I once spent 45 minutes rewriting a single sentence in an assessment question because the word "typically" made the question feel like a trap rather than a knowledge check. Ambiguity is the enemy of learning. If a learner gets a question wrong, it should be because they didn't know the material, not because the question was poorly written.
Building Your Institutional Definition of Done
To implement this successfully, you need to socialize these quality thresholds with your stakeholders. When they ask why a project is taking time, explain that you are not "writing" the content—you are "validating" it.
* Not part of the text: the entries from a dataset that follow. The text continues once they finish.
Issue #563, opened 2022-02-09
E2E PID namespace workaround required for systemd cgroups tests


dtrudg:
**Type of issue**

technical debt

**Description of issue**

In PR #540 management of cgroups via systemd is introduced.

The E2E test suite runs in a PID namespace, as a means to ensure we don't have processes hanging around on the machine, and PIDs for instances etc. are fully isolated.

If we ask systemd to create/manage a cgroup from inside a PID namespace this will fail. We are providing it with a PID from inside the namespace, but systemd can only sees and manage PIDs outside of the namespace.

Either...

* Run the relevant tests outside of the E2E PID namespace (consider any conflicts with host).
* Run a separate systemd instance inside the E2E PID namespace (here be dragons).

PR #622, opened 2022-03-04
e2e: non-pid namespace e2e-tests for OCI/CGROUPS

dtrudg:
The Singularity e2e-tests were previously all run in a mount and PID
namespace, to avoid polluting the host filesystem (critical), and
process tree (less critical). These namespaces are set up in some CGO
init code.

The use of the PID namespace prevents testing with systemd as the
cgroups manager, as systemd is aware of the host process tree, not the
one in the new e2e PID namespace. This is a major omission since #540
switched to using systemd for cgroups management by default.

This PR:

 * Modifies the e2e init CGO code, so that an env var
   `SINGULARITYE_E2E_NO_PID_NS` will cause it *not* to create a new PID
   namespace.

 * Modifies the Makefile so that the e2e suite is called twice, once
   with PID ns, once without.

 * Moves the INSTANCE cgroups test into a new package/topic
   e2e/cgroups, run in the e2e call without PID ns.

 * Moves the OCI tests into the e2e call without PID ns.

 * Modifies the CGROUPS and OCI tests so that they test with both
   systemd and cgroupfs management, using a convenience wrapper function.

Fixes: #563 

Note - this breaks the e2e CLI coverage, as it only supports
collecting / analyzing one e2e run... where we now have two. The CLI
coverage metrics are unused in practice, and flawed (don't consider
combinations of flags required or possible), so I'm going to propose
removing them in a separate issue.


tri-adam (approved):
Seems reasonable to me.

Create a master checklist that everyone on your team must sign off on before a project moves to the LMS. It should look something like this:
Final Project QA Checklist
- Fact Verification: All claims mapped to a validated source? [Y/N] Language Audit: Removed "AI-isms" and overly corporate jargon? [Y/N] SME Validation: Targeted sections reviewed and signed off? [Y/N] Assessment Integrity: All questions tested against ambiguity? [Y/N] Source Tracking: Link to the "Gotcha" doc for this specific project type? [Y/N]
The Bottom Line
The speed of AI is intoxicating, but speed without accuracy is just moving toward a mistake faster. By setting strict acceptance criteria, you aren't slowing down your production—you are ensuring that your L&D department is delivering content that people actually trust.
Don't be the team that pushes AI content out because it "looks good." Be the team that sets the standard for how AI can be used responsibly in the workplace. Your learners will thank you, and your SMEs will respect you for not wasting their time.